Dean hadn’t been touched like this, this tenderly with so much care, since Cassie, but he's been needing to be touched just like this for years. He feels starved for it and Casey keeps giving and giving.

Dean doesn’t realise he’s about to come until he’s already coming. It’s the best—it’s _the_ best orgasm he’s ever had, though not the best he’ll ever have, which makes sense because it’s the first time Cas fucks him.

It knocks the wind out of his chest but Dean still manages to whine out a _Case_ , the nickname he’d chosen for Casey earlier in the night.

If Cas tries hard enough, he can almost hear Dean saying his real name instead.

They go again an hour later, after a heated discussion about something Cas knows riles Dean up, and then again in the morning before a nap. Cas doesn’t sleep but when Dean slips out of bed he pretends to.

He also pretends he doesn’t know why he does it, but it’s definitely because he doesn’t know how to say goodbye to Dean again, one final time. Cas doesn’t want to.

Dean dies for the first time a few weeks after that.

Four months later he meets Castiel. The angel _feels_ so familiar which is maybe why he decides to trust him so quickly, but Dean doesn’t remember any iteration of Cas he’s met up until then. Cas left those memories in the pit, to keep from jeopardising the future. Everything they do, always for the greater good.

Cas doesn’t know what to do with himself anymore. He’s borrowed too much time from Dean’s youth and he can’t interact with him now that Dean has met him, really met him. Cas is alone.
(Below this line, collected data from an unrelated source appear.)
PR #4963, opened 2022-11-26
Update gear.xml

Teksura:
Adds Street Cooked, Pharmaceutical, and Designer drug grades as plugins to Drugs.

Adds <addoncategory>Drug Grades</addoncategory> to all Drugs to restrict the plugin menu to only show the Drug Grades as a plugin so that menu is reasonably user friendly.

Also sets Psychchips (Legal) and Psychchips (Illegal) to be categorized as BTLs instead of Drugs. No idea why they were set to Drugs.

~~Todo in the future: Figure out a way to make Pharma/Designer/Street Cooked ONLY show up in Drugs, so people can't make, like, a Street Cooked Ambulance Gurney. I'll get right on that when I can be bothered to get right on that. So, possibly some time next year.~~

### DIFF
--- a/Chummer/data/gear.xml
+++ b/Chummer/data/gear.xml
@@ -49,7 +49,7 @@
     <category blackmarket="Electronics">Cyberdecks</category>
     <category blackmarket="Electronics">Cyberterminals</category>
     <category blackmarket="Electronics">Disguises</category>
-    <category blackmarket="Drugs">Drugs</category>
+    <category blackmarket="Drugs"> </category>
     <category blackmarket="Electronics">Electronics Accessories</category>
     <category blackmarket="Electronics">Electronic Modification</category>
     <category blackmarket="Electronics">Electronic Parts</category>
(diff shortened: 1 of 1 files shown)


Teksura:
Added <required> to the drug plugins so now you can't make the Street Cooked Ambulance Gurney anymore.


Joschi did point out there is an edge case where someone may have enough money to buy a street cooked drug but not enough for the standard drug and technically *cant* buy it because they'd have to buy the standard before they make it street cooked. I have no good answer for that.

Chummer/data/gear.xml
```diff
@@ -13769,6 +13839,66 @@
...
+      <id>f22e79fa-fb04-4369-a761-a1a46e242bc8</id>
+      <name>Street Cooked</name>
+      <category>Drug Grades</category>
+      <rating>0</rating>
+      <source>CF</source>
+      <page>190</page>
+      <avail>0</avail>
+      <capacity>0</capacity>
+      <requireparent />
+      <cost>Parent Cost * -.5</cost>
```
DelnarErsike, line 13855: This is a bit dicey because it can create situations where someone can afford to buy a Street Cooked grade drug but not the Standard grade one. This is because the process of buying gear with some plugin after character creation is that you buy the base gear first, get the cost of the base gear deducted from your nuyen, and then buy the plugin and have its cost deducted from your nuyen. A bit of an edge case scenario, but still worth noting.

PR #4965, opened 2022-12-05
Groundwork for the 4e Critter Custom Data File

Teksura:
Laying out the groundwork for the 4e Critter Custom Data File. The First Step is to remove ALL of the 4e critters from the ungodly mess that is critters.xml and while I'm at it sort the damned thing so it is less of an ungodly mess. It's still an ungodly mess, but slightly less so now.

All 4e critters are now moved to a totally non-functional amends file. This will serve as the groundwork for a larger project to slowly start converting the critters to be functional in Chummer5 if someone wishes to enable the amends and use the critters based on their 4e stats.


Teksura:
Since there is A LOT of stuff going on, I want to clarify I checked what I was doing to ensure I fixed any cock-ups before pushing.

While I did not go opening every single critter to confirm it was still working as intended, I did open two instances of chummer to verify that every critter which was available in the previous version of critters.xml was still showing up in this version of critters.xml

Screen Shot 2022-12-04 at 6 25 18 PM

This update helps make critters.xml a lot less of an ungodly mess by actually sorting the blasted thing, shifts the unused 4e critters into an amends where they won't bother anyone, and I am fairly certain it manages to not break anything in the process.

I hope.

He doesn’t see that ever changing.

 

Dean dies for the last time at forty-two.

His most prominent regret, ridiculously enough because Dean has made greater mistakes in his life than this, is that he doesn’t get the chance to be led around at the garden Cas has raved about. Cas had mentioned sunflowers in the garden once, almost shyly as opposed to how he spoke about all the other exhibits. Dean thinks Cas’ tone meant that he wants to be kissed there. Dean plans to kiss him there. He dies thinking that he never will, doesn’t remember that he already has.